Other Duties & Liabilities

The Directors of a company can be held personally liable for their executive actions where such actions are not in conformity (i.e. ultra vires) with the company's charter or its objects as set out in its Memorandum and Articles of Association. Also, Directors are personally liable for executive actions aimed at a particular group of shareholders where those actions are fraudulent or illegal.

Traditionally, the liability of Directors and Shareholders of a company are limited. Conversely, a company can by its Memorandum And Articles of Association make the liability of its Directors unlimited from the time of the registration of the company. See Section 288 (1) of CAMA.

Following from the last paragraph above, where a company is already registered, it can by special resolution amend its Articles of Association to make the liability of its Directors unlimited subject to such unlimited liability becoming extinguished on the dissolution of the company.

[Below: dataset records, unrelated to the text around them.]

PR #343, opened 2024-02-26
docs: 📚 optimize documentation (close #297)

### LINKED ISSUE #297: docs: 📚 always provide meaningful input fields for all attributes in storybook
# Description

In some cases confusing options and controls are used in storybook.
e.g. https://synergy-design-system.github.io/?path=/docs/components-syn-input--docs
--> for attribute "step" a select is used which allows setting "number" or "any"
   --> expected control is a number-input for configuring the step width.
--> for attribute "min"/"max" a radio is used with options "number" or "string"
  --> expected control is a number-input for configuring the minimal or maximum values

## Acceptance criteria

- [ ] DoD Items
- [ ] Show a default text input when the type can not be determined

mariohamann:
# Pull Request

## ✅ DoD


mariohamann:
Currently there seem to be errors on Chromatic:

CleanShot 2024-02-26 at 07 45 25@2x

I can't reproduce them locally or in the published Storybook. I expect this to be an error on Chromatic side – please try to re-run the tests soon-ish and check with other PRs. Besides that maybe someone else has time to investigate?

klaarseSICKAG:
Looks definitely better than before! Just a minor thing to the input fields: I'd prefer an input type text instead of a textarea. Intuitively I press enter after entering a value. I expect that the value is then set and not a CR.

schilchSICKAG:
> Currently there seem to be errors on Chromatic:
> 
> CleanShot 2024-02-26 at 07 45 25@2x
> 
> I can't reproduce them locally or in the published Storybook. I expect this to be an error on Chromatic side – please try to re-run the tests soon-ish and check with other PRs. Besides that maybe someone else has time to investigate?

This seems to be an issue with Safari which is currently very unhappy with our bundle. We already created a ticket for this and disabled Safari tests for the time being.

mariohamann:
> Looks definitely better than before! Just a minor thing to the input fields: I'd prefer an input type text instead of a textarea. Intuitively I press enter after entering a value. I expect that the value is then set and not a CR.

Understand that, but apparently this is the default, and other design systems have the same (couldn't find something different):
- GitHub Primer React: https://main--61a90feace7802003a4d9c45.chromatic.com/?path=/story/components-avatartoken--default-token
- GitLab: https://gitlab-org.gitlab.io/gitlab-ui/?path=/docs/base-icon--docs
- Storybook: https://master--5ccbc373887ca40020446347.chromatic.com/?path=/docs/button--docs

I suppose this comes from the fact that for everything with the type `string` `textarea` is the best compromise. Therefore I would leave this like is.

package.json
```diff
@@ -32,7 +32,8 @@
   "pnpm": {
     "patchedDependencies": {
       "semantic-release-monorepo@7.0.5": "patches/semantic-release-monorepo@7.0.5.patch",
-      "@open-wc/lit-helpers@0.5.1": "patches/@open-wc__lit-helpers@0.5.1.patch"
+      "@open-wc/lit-helpers@0.5.1": "patches/@open-wc__lit-helpers@0.5.1.patch",
+      "wc-storybook-helpers@1.3.1": "patches/wc-storybook-helpers@1.3.1.patch"
```
schilchSICKAG, line 36: This is the only thing that I am not a 100% sure with. I know pnpm patches sound like a great idea, however, you could also add the changed code to `packages/docs/src/helpers/component.ts` into the storybookDefaults function. This would have made it possible to easily upgrade `@open-wc/lit-helpers` when there is a new release, which unfurtunately is not possible currently.

schilchSICKAG (commented):
If the others are fine with it, I am too. Just seeing the risk of non (easily) updateable packages again.

package.json
mariohamann: I understand the perspective. I tried to have the following approach:
1. Things that are buggy are patched. (https://github.com/synergy-design-system/synergy-design-system/pull/343/files#diff-766d360edf31dd65886b2efed53ffdc8cad96fb8577d6c2913d1f5af7847b779R69-R84)
2. Things that would have changes in the helper AND would have to be patched are only patched (e. g. https://github.com/synergy-design-system/synergy-design-system/pull/343/files#diff-766d360edf31dd65886b2efed53ffdc8cad96fb8577d6c2913d1f5af7847b779R101-R103)
3. Things that are easily addable/overridable on our side are added in the helper, e. g. https://github.com/synergy-design-system/synergy-design-system/pull/343/files#diff-b0ab8fca684831c354518633163bf08d0188724b7b25440a39f92fd37b104421R100-R104

For the first two issues would try to make a PR for the original package. As the author already took some other things from my fork, I believe this will be quite lightweight to bring in. I would make a follow up issue for that.

Fine for you?

PR #364, opened 2024-03-13
feat: ✨ add syn-side-nav, syn-nav-item, syn-prio-nav

### LINKED ISSUE #312: feat: ✨ syn-side-nav
# Story

As a user of the Synergy Design System, I would like to provide my users a way to navigation through the application.

# Acceptance criteria

- [ ] A11Y - Support
- [ ] Use drawer as sub element
- [ ] Should be based on Figma designs
- [ ] Uses a list of nav-items
- [ ] Provides footer (e.g. for pin or nav-items) and main navigation area (for nav-items)
- [ ] Can display full or rail
- [ ] Support for fixed and shrinking content (content displacement)

### LINKED ISSUE #313: feat: ✨ syn-nav-item
# Story

As a user of the Synergy Design System, I would like to navigate through my application

# Acceptance criteria

- [x] Should work as link or button
- [x] Accordion functionality
- [x] Use Solid as template (https://github.com/solid-design-system/solid/blob/main/packages/components/src/components/navigation-item/navigation-item.ts)

### LINKED ISSUE #317: feat: ✨ prio-nav
# Story

As a user of the Synergy Design System, I would like to use a header navigation to navigate through my application.

# Acceptance criteria

- [x] Should be able to display an arbitary number of navitation items (e.g. `<syn-nav-item />`, `<a[href] />`, `<button />`
- [x] Collapse items into a `<syn-drop-down />` element if space isn't sufficient as outlined in Figma.
- [x] Should follow a11y best practices
- [x] Should be able to navigate via keyboard

### LINKED ISSUE #326: feat: ✨ syn-header: Allow automatic interactions with syn-side-nav

kirchsuSICKAG:
# Pull Request

## 📖 Description

This PR adds the `<syn-nav-item />`, `<syn-side-nav />` and `<syn-horizontal-nav />` components as well as their according test cases, unit tests and framework wrappers.

### 🎫 Issues

Closes #313
Closes #312
Closes #317
Closes #326

## 👩‍💻 Reviewer Notes

We made one branch for all 3 components, because the nav-item is the basis for the other two components.

### *Newly added components:*
- syn-nav-item
- syn-prio-nav
- syn-side-nav

### *Changed component with added feature:*
- syn-header

## ✅ DoD


packages/components/src/components/horizontal-nav/horizontal-nav.component.ts
mariohamann, line 1: General question: Should we maybe rename this to `priority-nav`? Before ask that design, what's your opinion on that @kirchsuSICKAG @schilchSICKAG?

packages/components/src/components/horizontal-nav/horizontal-nav.component.ts
```diff
@@ -0,0 +1,196 @@
...
+    ) as HTMLElement[];
+
+    return slottedItems.filter(i => i instanceof SynNavItem) as SynNavItem[];
+  }
+
+  /**
+   * Adjust the visual placement of the priority menu
+   * @param startPos The start position to calculate from
+   */
+  private adjustPriorityMenuPosition(startPos: number) {
```
mariohamann, line 91:
```suggestion
  private adjustPriorityMenuPosition(startPosition: number) {
```

We barely use abbreviations in code.

packages/components/src/components/horizontal-nav/horizontal-nav.component.ts
```diff
@@ -0,0 +1,196 @@
...
+    return html`
+      <div
+        class=${classMap({
+          'priority-menu': true,
+          'priority-menu--hidden': items.length === 0,
+        })}
+        part="priority-menu"
+      >
+        <syn-nav-item>
+          <syn-icon name="more_horiz" label="More" slot="prefix"></syn-icon>
```
mariohamann, line 156: `more_horiz`? :D Is this the original name?  OMG. This is really the original material name...

This should be a system icon, right? And maybe we can name it nicer then...

packages/components/src/components/horizontal-nav/horizontal-nav.component.ts
```diff
@@ -0,0 +1,196 @@
...
+          <span class="priority-menu__label" part="priority-menu-label">${this.priorityMenuLabel}</span>
+          <nav class="priority-menu__list" slot="children">
+            ${items.map((item, index) => html`
+              <syn-nav-item
+                ?divider=${index !== 0}
+                vertical
+              >
+                ${item.textContent}
+              </syn-nav-item>
```
mariohamann, line 165: I have very big concerns in re-rendering elements here. We don't know, what people do with their nav items, maybe they use them with event listeners, maybe with links, maybe with whatever. This prevents to do anything individual with them.

I would strongly suggest to MOVE items and when moving only toggle the `vertical` attribute on syn-nav-items on the first level, but do nothing else here. I think moving between slots could be the best thing here, so we just toggle a `slot=more` attribute. 

To be honest: I think it would be even fine, if they don't use this with a `syn-nav-item` at the top – I believe as  a developer I maybe would do more something like:

```html
<syn-horizontal-nav>
<div class="nav-item-wrapper">
   <syn-nav-item>I am horizontal</syn-nav-item>
   <syn-nav-item vertical>I am vertical and do things differently</syn-nav-item>
</div>
</syn-horizontal-nav>

<styles>
.nav-item-wrapper[slot="more"] syn-nav-item:not([vertical]){display: none;}
.nav-item-wrapper:not([slot="more"]) syn-nav-item[vertical]{display: none;}
</styles>
```

Initially here the vertical nav item is hidden.

When the item doesn't have enough space, it would move: 
```html
<div class="nav-item-wrapper" slot="more">
   <syn-nav-item>I am horizontal</syn-nav-item>
   <syn-nav-item vertical>I am vertical and do things differently</syn-nav-item>
</div>
```

This would hide the horizontal element and show the vertical one.

So my proposal summarized:
1. Toggle a `slot=more` attribute to indicate if elements move into a menu or not.
2. Toggle `vertical` if those elements are `syn-nav-items`. If REALLY needed, you could even show the divider programmatically.

packages/components/src/components/side-nav/side-nav.component.ts
```diff
@@ -0,0 +1,291 @@
...
+   * This function handles the rail mode.
+   * Rail mode is only valid if every nav-item has a prefix.
+   */
+  // eslint-disable-next-line complexity
+  private handleRailMode() {
+    const navItems = this.getAllNavItems();
+
+    const itemsWithPrefix = navItems.filter((navItem) => !!navItem.querySelector(':scope > [slot="prefix"]'));
+
+    this.hasPrefixIcons = navItems.length !== 0 && itemsWithPrefix.length === navItems.length;
```
mariohamann, line 140: I'm curious: What would happen if someone doesn't set a prefix and we wouldn't have this check?

mariohamann: And if we really need this: How can we indicate users, that they have to set the prefixes? Console.log?

packages/docs/stories/components/side-nav.stories.ts
mariohamann, line 1: We should show those stories with the syn-header, shouldn't we? They are so closely connected and as developer I want to know how to use them together already in the side-nav docs.

packages/components/src/components/horizontal-nav/horizontal-nav.component.ts
schilchSICKAG: Seems like a nice idea. However, we will have to make sure there are clones that occupy the space, because otherwise the navigations size will change and cause infinite rerenders. This was the reason I created copies. However as you have pointed out, even when using `cloneNode`, event listeners will not get propagated. So maybe we could do both:

1. Let the current size check stay as it is to make sure to position the dropdown correctly.
2. Create dummies in the dom with the same relative positions than the original items and set an absolute position on them with the same base coordinates (will have to be synced with the dummies then...)
3. Move the items to the dropdown completely like you suggested.

I suggest we should have a talk about this tomorrow.

packages/components/src/components/horizontal-nav/horizontal-nav.component.ts
schilchSICKAG: If you mean the slot `priority-menu`, I am fine with this and the needed change for `priority-menu-label` to use `nav` instead 👍

packages/components/src/components/horizontal-nav/horizontal-nav.component.ts
schilchSICKAG: Yeah, it unfortunately is the "currect" name :). I am unsure if we may get problems with the renaming. Currently, it is pretty consistent. However, I personally have no problems giving it another name. We could do the same as with the `caret`, which we use to transform between left/right/top/bottom and also exists in the material library. So giving it a name of `more` and just toggling it between horizontal and vertical mode would be fine for me (at least if the original icons are the same with different orientation)

packages/docs/stories/components/side-nav.stories.ts
schilchSICKAG: I am unsure about this, as we try to decouple stories currently and there are also the templates in the works. There will eventually be stories when #326 is done. @kirchsuSICKAG: What do you think about this?

packages/components/src/components/horizontal-nav/horizontal-nav.component.ts
kirchsuSICKAG: would be fine for me too

packages/docs/stories/components/side-nav.stories.ts
kirchsuSICKAG: I was also thinking about adding the header.
Right now we only have documentation in design, where the side-nav itself with the content part on the right is shown.
But for some cases the header would be definitely helpful. E.g. for showing how to handle shrinking the main content. Right now I have a button as workaround for me to toggle the open / close state of the side-nav, so I don't have to add / remove the open attribute on the dom tree all the time..

packages/components/src/components/horizontal-nav/horizontal-nav.component.ts
mariohamann: This sounds reasonable. So if I get right:
1. Invisible copies for calculating sizes.
2. Slot switching for movement.

If this somehow works, that sounds good. As an alternative: We could just store the "initial" sizes in the elements and check, if there is enough space? That's how we handled it at uni-freiburg.de

packages/docs/stories/components/side-nav.stories.ts
mariohamann: Hm. To me it feels like e.g. `select` and `option` – both components are connected to each other. And they highly depend on each other. I especially would expect that e. g. there's a hamburger menu if there's no `rail`, but not a hamburger menu if there is a `rail`. I don't have the feeling, that showing this in a template is enough as this is functional dependency, which maybe even deserves screenshots or interactive stories. Hmm...

packages/components/scripts/vendorism/custom/translations.vendorism.js
schilchSICKAG, line 1: Would you mind if I refactor this to the version in https://github.com/synergy-design-system/synergy-design-system/pull/390/files#diff-ba292985634a78a2680369ac2044ccab1eb8566ecc6a80ccde2a66f927a8aadd? This would have the benefint that it would be a) mergeable and b) does not require special treatment for each component.

packages/docs/src/DisableFocusTrap.tsx
```diff
@@ -0,0 +1,37 @@
...
+
+/**
+ * Custom DocsContainer that disables focus trapping for all syn-side-nav and syn-drawer elements.
+ */
+export const DisableFocusTrap: FC<DisableFocusTrapProps> = ({ children, ...props }) => {
+  const ref = React.useRef<HTMLDivElement>(null);
+  React.useEffect(() => {
+    // Needed otherwise the side-nav / drawer can`t be found
+    setTimeout(() => {
+      // Disable focus trapping for all syn-side-nav`s
```
schilchSICKAG, line 17: Maybe this is because the element is not yet defined when this is called? How about:

```typescript
useEffect(() => {
  const waitForDefined = async () => {
    await customElements.whenDefined('syn-side-nav');
    await customElements.whenDefined('syn-drawer');
    
    // Further focus trapping logic...
  }

  waitForDefined();
}, []);
```

kirchsuSICKAG:
@mariohamann a question related to the syn-nav-item:
The syn-nav-item can either be under the hood
- a `button`
- a `link` ( if the href prop is added)
- or a `details` ( if the nav-item gets other nav-items in it`s children slot)

What should happen if someone sets the href attribute, but also does nav-items in the children slot. Should it then be a `link` or a `details`.
Currently it would be a `details` (the documentation needs to be aligned, because it says the `link` has prio) but before I will do that, I would like to hear you opinion

mariohamann:
> @mariohamann a question related to the syn-nav-item: The syn-nav-item can either be under the hood
> 
> * a `button`
> * a `link` ( if the href prop is added)
> * or a `details` ( if the nav-item gets other nav-items in it`s children slot)
> 
> What should happen if someone sets the href attribute, but also does nav-items in the children slot. Should it then be a `link` or a `details`. Currently it would be a `details` (the documentation needs to be aligned, because it says the `link` has prio) but before I will do that, I would like to hear you opinion

Technically it can't be a link and a button at the same time. AFAIK it should be no "Index" pages, but should only contain Subpages.

See e. g. here:
https://github.com/synergy-design-system/synergy-design-system/assets/26542182/739e06ab-e4d0-4717-bb63-404af0d2f160

https://m3.material.io/foundations

If a combination should be possible, we would have to seperate the Chevron and the Text or similar.

packages/components/src/components/prio-nav/prio-nav.component.ts
```diff
@@ -0,0 +1,266 @@
...
+      <syn-dropdown
+        class=${classMap({
+          'priority-menu': true,
+          'priority-menu--hidden': !this.hasItemsInDropdown,
+        })}
+        part="priority-menu"
+        placement="bottom-end"
+      >
+        <syn-nav-item slot="trigger" horizontal>
+          <syn-icon name="more" library="system" label="More" slot="prefix"></syn-icon>
```
kirchsuSICKAG, line 207: The `part`'s are missing here.
And don`t we also want to make the prio-menu-icon exchangeable via slot like in all other components? 
What do you think @mariohamann ?

kirchsuSICKAG: I talked about this with Mario. We came to the point, that this is a slot which is used for internal functionality and therefore should not be exposed with the official documentation

packages/components/src/components/prio-nav/prio-nav.component.ts
```diff
@@ -0,0 +1,264 @@
...
+ * @documentation https://synergy-design-system.github.io/?path=/docs/components-syn-prio-nav--docs
+ * @status stable
+ * @since 1.10
+ *
+ * @dependency syn-dropdown
+ * @dependency syn-icon
+ * @dependency syn-menu
+ * @dependency syn-nav-item
+ *
+ * @slot - The given navigation items. Must be `<syn-nav-item>`s or have a role of "menuitem"
```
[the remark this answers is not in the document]
kirchsuSICKAG: I talked about this with Mario. We came to the point, that this is a slot which is used for internal functionality and therefore should not be exposed with the official documentation

packages/components/src/components/prio-nav/prio-nav.component.ts
kirchsuSICKAG: i added `part`'s to all elements

mariohamann (approved):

A Company’s Remedies for Breach of Duty

A Company, and not its Shareholders, have numerous remedies open to it where a Director's breach of duty occurs. They include:

  1. An order of injunction. This is primarily employed against a threatened breach of duty or a continuing breach of statutory duty.
  2. Compensation and or damages. This is appropriate where a breach has occurred and compensation in the form of restitution is made.
  3. Rescission of the contract. This is possible where the company is able to show that the alleged contract was ultra vires its objects and it cannot be ratified to the prior knowledge of the third party.
  4. Restoration of the company's property.
  5. An order for the Director to render an account of the profits made.
  6. Summary dismissal of the Director as has been done in some recent cases in Nigeria; some of these cases are presently in Court.

Who Can Challenge A Breach Of Duty?

The general Company Law rule is that it is only the company itself and not its Directors or Shareholders that can contest a wrong done to the company or ratify an irregular conduct. This is known as the rule in FOSS v. HARBOTTLE, which has found statutory enshrinement in Section 299 of CAMA .

Some exceptions to this rule, which entitles Shareholders to commence an action in a Court of Law, are provided for in Section 300 of CAMA. They include:

  1. Entering into illegal or ultra vires transactions.
  2. Purporting to do by ordinary resolution any act, which by its Articles/Charter or CAMA is required to be done by special resolution.
  3. Any act or omission affecting the Shareholder's individual rights as a member of the company.
  4. Committing fraud on either the company or its minority Shareholders.
  5. Where a company meeting cannot be called on time to be of practical use in redressing a wrong done to the company or to its minority Shareholders.
  6. Where the Directors are likely to derive a profit or benefit, or have profited or benefited from the negligence or from their breach of duty.

Conclusion

Shareholders and Directors must be alert to their statutory and corporate responsibilities by ensuring that their companies have in existence a corporate governance policy, in addition to their Articles/Charter and the due processes stated therein are followed. Where this is not done, challenges must be raised and followed to their conclusion to protect the investment of the Shareholders.